> _DATA PROVIDED_
PR #2212, opened 2020-04-23
Don't force C++11

mponomar:

### DIFF
--- a/CMakeLists.txt
+++ b/CMakeLists.txt
@@ -2,7 +2,6 @@ cmake_minimum_required (VERSION 3.1)
 project (Comdb2)
 
 set(CMAKE_C_STANDARD 99)
-set(CMAKE_CXX_STANDARD 11)
 set(CMAKE_POSITION_INDEPENDENT_CODE ON)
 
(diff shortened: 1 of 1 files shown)


akshatsikarwar:
Fails to build with old compilers (smoke test fails to build):
```
/bb/comdb2a/roborivers/branches/master/tools/comdb2ar/appsock.h:29:5: error: 'unique_ptr' in namespace 'std' does not name a type     std::unique_ptr<Appsock_impl> impl;
```

akshatsikarwar:
We need c++11 only for tools -- so to fix sun build (where we don't compile tools) we can move this flag here: https://github.com/bloomberg/comdb2/blob/master/CMakeLists.txt#L223

akshatsikarwar:
Or better yet, we can move this into dedicated option and builddb, dpgk can call cmake with option to skip setting c++11/17
Alternatively, cmake option to add c++11/17 and smoketest can build with it.

akshatsikarwar:
Fixed: https://github.com/bloomberg/comdb2/commit/c9216cc7a123e6c2af7d16fc2be11c3fb6331822

PR #2220, opened 2020-04-29
Fix adding old-style-queues by msgtrap, and initcomdb2 with the queue directive

markhannum:
R7 fails initcomdb2 for lrl files which contain the queue directive.  This also contains fixes for adding queue via a message trap.

### DIFF
--- a/db/comdb2.c
+++ b/db/comdb2.c
@@ -1866,7 +1866,6 @@ size_t gbl_lkr_parts = 23;
 size_t gbl_lk_hash = 32;
 size_t gbl_lkr_hash = 16;
 
-char **qdbs = NULL;
 char **sfuncs = NULL;
 char **afuncs = NULL;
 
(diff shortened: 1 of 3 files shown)


db/thrman.c
```diff
@@ -587,6 +588,7 @@ void resume_threads(struct dbenv *dbenv)
     if (!dbenv->purge_old_blkseq_is_running ||
         !dbenv->purge_old_files_is_running)
         create_old_blkseq_thread(dbenv);
+    create_watcher_thread(dbenv->bdb_env);
```
riverszhang89, line 591: I think the watcher thread needs to be registered in thrman (using `thrman_register()`) and checked in [`thrman_check_threads_stopped_ll()`](https://github.com/bloomberg/comdb2/blob/master/db/thrman.c#L462-L470). There'd otherwise be a slim chance that we reach here before the watcher thread's[ stop check](https://github.com/bloomberg/comdb2/blob/master/bdb/rep.c#L5275) (since `stop_threads()` doesn't wait for the thread to exit), and wind up having 2 watcher threads.

markhannum: YES .. thank you ..

markhannum: > Mike has a different (better) solution in https://github.com/bloomberg/comdb2/pull/2110 - I'm removing that part.

PR #2224, opened 2020-04-30
Log in statreq write count for every table 

adizaimi:
* Use statthd thread to update saved_write_count and aa_new_count 
* Show count diffs in statreq file
* Cleanup that logic from autoanalyze thread, update test
* Use atomic ops to update write_count for more accurate accounting
* Refactor function to print diff to statreq and update prev value, dont print DB number
* Get schema_lk in statthd when walking table list
* Refactor printing of OSQL type via array of strings instead of case stmt

The new write counts will appear as such:
```
04/30 13:20:57:   DIFF REQUEST STATS FOR TABLE 't1'
04/30 13:20:57:       inserted rows          32
04/30 13:20:57:       updated rows           32
04/30 13:20:57:       deleted rows           32
```

### DIFF
--- a/db/sqloffload.c
+++ b/db/sqloffload.c
@@ -189,63 +189,43 @@ void osql_cleanup(void)
     bdb_osql_destroy(&bdberr);
 }
 
-char *osql_breq2a(int op)
-{
+const char *osql_tp_str[] = {
+    "OSQL_RPLINV",
+    "OSQL_DONE",
+    "OSQL_USEDB",
+    "OSQL_DELREC",
+    "OSQL_INSREC",
+    "OSQL_CLRTBL",
+    "OSQL_QBLOB",
+    "OSQL_UPDREC",
+    "OSQL_XERR",
+    "OSQL_UPDCOLS",
+    "OSQL_DONE_STATS",
+    "OSQL_DBGLOG",
+    "OSQL_RECGENID",
+    "OSQL_UPDSTAT",
+    "OSQL_EXISTS",
+    "OSQL_SERIAL",
+    "OSQL_SELECTV",
+    "OSQL_DONE_SNAP",
+    "OSQL_SCHEMACHANGE",
+    "OSQL_BPFUNC",
+    "OSQL_DBQ_CONSUME",
+    "OSQL_DELETE",
+    "OSQL_INSERT",
+    "OSQL_UPDATE",
+    "OSQL_DELIDX",
+    "OSQL_INSIDX",
+    "OSQL_STARTGEN",
+    "OSQL_DONE_WITH_EFFECTS",
+};
 
-    switch (op) {
-    case OSQL_RPLINV:
-        return "INVALID";
-    case OSQL_DONE:
-        return "OSQL_DONE";
-    case OSQL_DONE_STATS:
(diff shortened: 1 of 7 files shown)


db/sqloffload.c
```diff
@@ -189,63 +189,43 @@ void osql_cleanup(void)
     bdb_osql_destroy(&bdberr);
 }
 
-char *osql_breq2a(int op)
+const char *osql_tp_str[] = {
```
akshatsikarwar, line 192: What do you think about doing it like: `CLIENT_TYPE_TO_STR`?

akshatsikarwar: But simpler still, so you just quote the field using preprocessor

akshatsikarwar:
Are the stats accurate if `include_updates` is disabled? Should we even continue to keep this option?

adizaimi:
> Are the stats accurate if `include_updates` is disabled? Should we even continue to keep this option?

Yeah, I think you are right -- updates won't be counted ... I may be able to get around it to fix the logic so they are accurate. But you have a valid point, is this option needed?

akshatsikarwar:
> But you have a valid point, is this option needed?

I think my original idea was to tune workloads which do a lot of updates but to non-indexed fields. I don't know if this was ever used.

adizaimi:
Not all updates are the same, for instance some may not change indices at all, some may change only one or two. So it is really hard to do smart accounting on updates -- I think we should remove it because there is no downside to perform an analyze, even when one is not really useful.

adizaimi:
As an aside, we might want to add logic for autoanalyze threads to run at a lower priority, or otherwise backoff if db/system is under heavy load.

db/sqloffload.c
adizaimi: I'll fix this in a subsequent PR. Good suggestion.

adizaimi:
> > Are the stats accurate if `include_updates` is disabled? Should we even continue to keep this option?
> 
> Yeah, I think you are right -- updates won't be counted ... I may be able to get around it to fix the logic so they are accurate. But you have a valid point, is this option needed?

I am trying to understand what you mean and it seems I did previously, and now can't figure it out anymore. 
aa_include_updates is infact disabled by default, and whether it is on or off, the only thing that it affects is tbl->aa_saved_counter:
     `4602: ATOMIC_ADD32(tbl->aa_saved_counter, (curr - prev));` 
because curr and prev will be affected by that tunable.
The `inserted_rows`, `udated_rows`, and `deleted_rows` do not depend on that tunable. Please take another look because I am a bit confused at this point.

adizaimi:
A slight problem might be aa_saved_counter() where we read the values of aa_saved_counter[] without lock, thus we could be reading in the middle of them being updated (from statthd()), and so they have a minuscule chance of being slightly incorrect. The workaround for that is to do what we do in auto_analyze_main(), which is 
`435:             get_saved_counter_epoch(tbl->tablename, &llmeta_aa_saved_counter, NULL);`
ie. reads from llmeta, however that is a bit too heavy handed, and unnecessary for stats--do you agree?

adizaimi:
Thanks Akshat.

PR #2229, opened 2020-05-06
timeout remote writes if we lose some connectivit

dorinhogea:

This is the simplified timeout for remote writes from R6.   The plan going forward is to replace the fdb custom wire protocol with cdb2api.


dorinhogea:
Approved in R6.

PR #2233, opened 2020-05-08
PORTED R7: Fix crashes because atomic inc needs a 32 bit int

adizaimi:
Fix crashes in solaris because atomic inc needs a 32 bit int
PR to masterbranch #2174 


adizaimi:
Thank you for the review.

PR #2235, opened 2020-05-12
cson: Replace cson with SQLite's JSON implementation

akshatsikarwar:
/silent


akshatsikarwar:
I will be adding a standalone binary to test just the library.

PR #2237, opened 2020-05-15
Simple fixes for dohast on upgrades and downgrades

markhannum:
Fix dohast child and master logic for upgrades and downgrades: dohsql_end_distribute and dohsql_wait_for_master block indefinitely waiting for state changes initiated by the other thread.  Make sure that these release their reference to the bdb-readlock if this machine should want to upgrade, downgrade, or do a verify-match.

### DIFF
--- a/db/dohsql.c
+++ b/db/dohsql.c
@@ -318,6 +318,7 @@ static void _track_que_free(dohsql_connector_t *conn)
 static void _que_limiter(dohsql_connector_t *conn, sqlite3_stmt *stmt,
                          int row_size)
 {
+    int rc;
     if (gbl_dohsql_max_queued_kb_highwm) {
         conn->queue_size += row_size;
     }
@@ -335,6 +336,16 @@ cleanup:
                 conn->status != DOH_MASTER_DONE) {
                 Pthread_mutex_unlock(&conn->mtx);
                 poll(NULL, 0, gbl_dohsql_full_queue_poll_msec);
+                if (bdb_lock_desired(thedb->bdb_env)) {
+                    rc = recover_deadlock_simple(thedb->bdb_env);
+                    if (rc) {
+                        Pthread_mutex_lock(&conn->mtx);
+                        logmsg(LOGMSG_ERROR,
+                               "%s: failed recover_deadlock rc=%d\n", __func__,
+                               rc);
+                        return;
+                    }
+                }
                 Pthread_mutex_lock(&conn->mtx);
                 goto cleanup;
             }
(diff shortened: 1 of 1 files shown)


markhannum:
.. the smoke testing passes when I run on my laptop .. in the failures above I see this trace:

cdb2_open rc -1 cdb2_get_dbhosts: can't do dbinfo query on db1 hosts.
cdb2_open rc -1 cdb2_get_dbhosts: can't do dbinfo query on db1 hosts.
cdb2_open rc -1 cdb2_get_dbhosts: can't do dbinfo query on db1 hosts.
cdb2_open rc -1 cdb2_get_dbhosts: can't do dbinfo query on db1 hosts.
Timed out!

> I will try to run directly on RR

riverszhang89:
> .. the smoke testing passes when I run on my laptop .. in the failures above I see this trace:
> 
> cdb2_open rc -1 cdb2_get_dbhosts: can't do dbinfo query on db1 hosts.
> cdb2_open rc -1 cdb2_get_dbhosts: can't do dbinfo query on db1 hosts.
> cdb2_open rc -1 cdb2_get_dbhosts: can't do dbinfo query on db1 hosts.
> cdb2_open rc -1 cdb2_get_dbhosts: can't do dbinfo query on db1 hosts.
> Timed out!
> 
> > I will try to run directly on RR

Master fails it the same way intermittently. I don't think it's related to your changes.

markhannum:
Gotcha - thanks Rivers!

db/dohsql.c
```diff
@@ -1285,6 +1296,14 @@ int dohsql_end_distribute(struct sqlclntstate *clnt, struct reqlogger *logger)
         while (conns->conns[i].status != DOH_CLIENT_DONE) {
             Pthread_mutex_unlock(&conns->conns[i].mtx);
             poll(NULL, 0, 10);
+            if (bdb_lock_desired(thedb->bdb_env)) {
```
dorinhogea, line 1299: NOTE: this should be safe imho since this is called in the parallel worker thread when calling write_response(RESPONSE_ROW).   We already call recover deadlock in this place for other reasons.

db/dohsql.c
```diff
@@ -1361,6 +1381,16 @@ void dohsql_wait_for_master(sqlite3_stmt *stmt, struct sqlclntstate *clnt)
         while (conn->status == DOH_RUNNING && queue_count(conn->que) > 0) {
             Pthread_mutex_unlock(&conn->mtx);
             poll(NULL, 0, 10);
+            if (bdb_lock_desired(thedb->bdb_env)) {
```
dorinhogea, line 1384: NOTE: this should be safe imho since we are calling this from parallel worker thread when its work is done; it waits for master to consume its row from que before freeing the resources allocated and terminating.

PR #2238, opened 2020-05-15
Dohsql recover deadlock 7

markhannum:
This is the 7.0 port of https://github.com/bloomberg/comdb2/pulls/2237


markhannum:
Reviewed and approved in https://github.com/bloomberg/comdb2/pull/2237

PR #2243, opened 2020-05-16
Support for bind datetimeus in cdb2sql

adizaimi:
Add support to bind datetimeus in cdb2sql

### DIFF
--- a/tests/cdb2bind.test/out.expected
+++ b/tests/cdb2bind.test/out.expected
@@ -1,30 +1,30 @@
 Usage: @bind <type> <paramname> <value>, with type one of the following:
-CDB2_{INTEGER,REAL,CSTRING,BLOB,DATETIME,INTERVALYM,INTERVALDS}
+CDB2_{INTEGER,REAL,CSTRING,BLOB,DATETIME[,US]}
 [@bind] rc -1
 Usage: @bind <type> <paramname> <value>, with type one of the following:
-CDB2_{INTEGER,REAL,CSTRING,BLOB,DATETIME,INTERVALYM,INTERVALDS}
+CDB2_{INTEGER,REAL,CSTRING,BLOB,DATETIME[,US]}
 [@bind] rc -1
 Usage: @bind <type> <paramname> <value>, with type one of the following:
-CDB2_{INTEGER,REAL,CSTRING,BLOB,DATETIME,INTERVALYM,INTERVALDS}
+CDB2_{INTEGER,REAL,CSTRING,BLOB,DATETIME[,US]}
 [@bind  CDB2_STUFF] rc -1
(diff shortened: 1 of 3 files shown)


cdb2api/cdb2api.c
```diff
@@ -4746,30 +4746,26 @@ static int cdb2_run_statement_typed_int(cdb2_hndl_tp *hndl, const char *sql,
...
-    case CDB2_INTERVALYM:
-        return "CDB2_INTERVALYM";
-    case CDB2_INTERVALDS:
-        return "CDB2_INTERVALDS";
-    case CDB2_DATETIMEUS:
-        return "CDB2_DATETIMEUS";
-    case CDB2_INTERVALDSUS:
-        return "CDB2_INTERVALDSUS";
-    default:
+const char *cdb2_tp_str[] = {
```
nirbhayc, line 4749: static

mponomar, line 4749: I'd really rather not expose more cdb2api internals if it can be helped.  The types are exposed in cdb2api.h, maybe have a similar function/array there?

adizaimi: Not sure why i can't see Nirbhay's suggestion anymore--to make the array static:
static const char *cdb2_tp_str[] = { ... }
would that be ok with you? 
I'm not sure what moving this function or the array to the .h accomplishes.

mponomar: Sure.  I didn't want to expose more cdb2api innards - that was my only concern.

cdb2api/cdb2api.c
```diff
@@ -4746,30 +4746,26 @@ static int cdb2_run_statement_typed_int(cdb2_hndl_tp *hndl, const char *sql,
...
+    "CDB2_BLOB",
+    "???",
+    "CDB2_DATETIME",
+    "CDB2_INTERVALYM",
+    "CDB2_INTERVALDS",
+    "CDB2_DATETIMEUS",
+    "CDB2_INTERVALDSUS"
+};
+
+inline const char *cdb2_type_str(int type)
```
mponomar, line 4763: Maybe use #2242 to get this instead of exposing another API call?

cdb2api/cdb2api.c
adizaimi: K, i understand we don't want to add random functions to the api. This can be implemented separately by client program. Thanks.

cdb2api/cdb2api.c
adizaimi: Its ok. im leaving cdb2api out of this one, as discussed.

adizaimi:
Thank you for the review Rivers and Mike.

PR #227, opened 2024-12-07
Do string merging in batches

davidlattimore:
This allows us to reuse some heap allocations, rather than needing 32 heap allocations for each input string-merge section.

Before we did all splitting and hashing during section resolution, then deduplication later in the string merging phase.

Now, we do multiple batches where we alternate between splitting/hashing and deduplication. This allows us to reuse the bucket allocations for each batch.

This also makes timing output more meaningful, since all the string merging is now done in the string merging phase rather than some of it being done during section resolution.

### DIFF
--- a/wild_lib/src/output_section_map.rs
+++ b/wild_lib/src/output_section_map.rs
@@ -1,3 +1,4 @@
+use crate::error::Result;
 use crate::output_section_id::OutputSectionId;
 
 /// A map from output section IDs to something.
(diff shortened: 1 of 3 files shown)


davidlattimore:
I think this helps performance. It certainly reduces the number of heap allocations. I have been having trouble benchmarking because my laptop seems to be thermal throttling, which is making comparison very hard. Not sure what's up with my laptop. It only started doing it this morning.

PR #234, opened 2024-12-10
Use rayon feature of blake3

davidlattimore:


marxin (approved):
Neat, how have you noticed they provide the feature?

davidlattimore:
> Neat, how have you noticed they provide the feature?

I was profiling the linker and noticed a bunch of stuff happening near the end that didn't have debug info or even symbols. Took me a bit to realise that it was probably the build ID stuff. Then I went looking at the blake3 crate to see if it was C or Rust and what build options were available. I didn't get very far that with, but in the process, I looked at what features were available on the crate and noticed the rayon feature.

> _WHAT IS BEING ASKED_
Where a line of the material above holds the string "struct", copy that line.

> _RESULT OF THIS TASK_
@@ -587,6 +588,7 @@ void resume_threads(struct dbenv *dbenv)
@@ -1285,6 +1296,14 @@ int dohsql_end_distribute(struct sqlclntstate *clnt, struct reqlogger *logger)
@@ -1361,6 +1381,16 @@ void dohsql_wait_for_master(sqlite3_stmt *stmt, struct sqlclntstate *clnt)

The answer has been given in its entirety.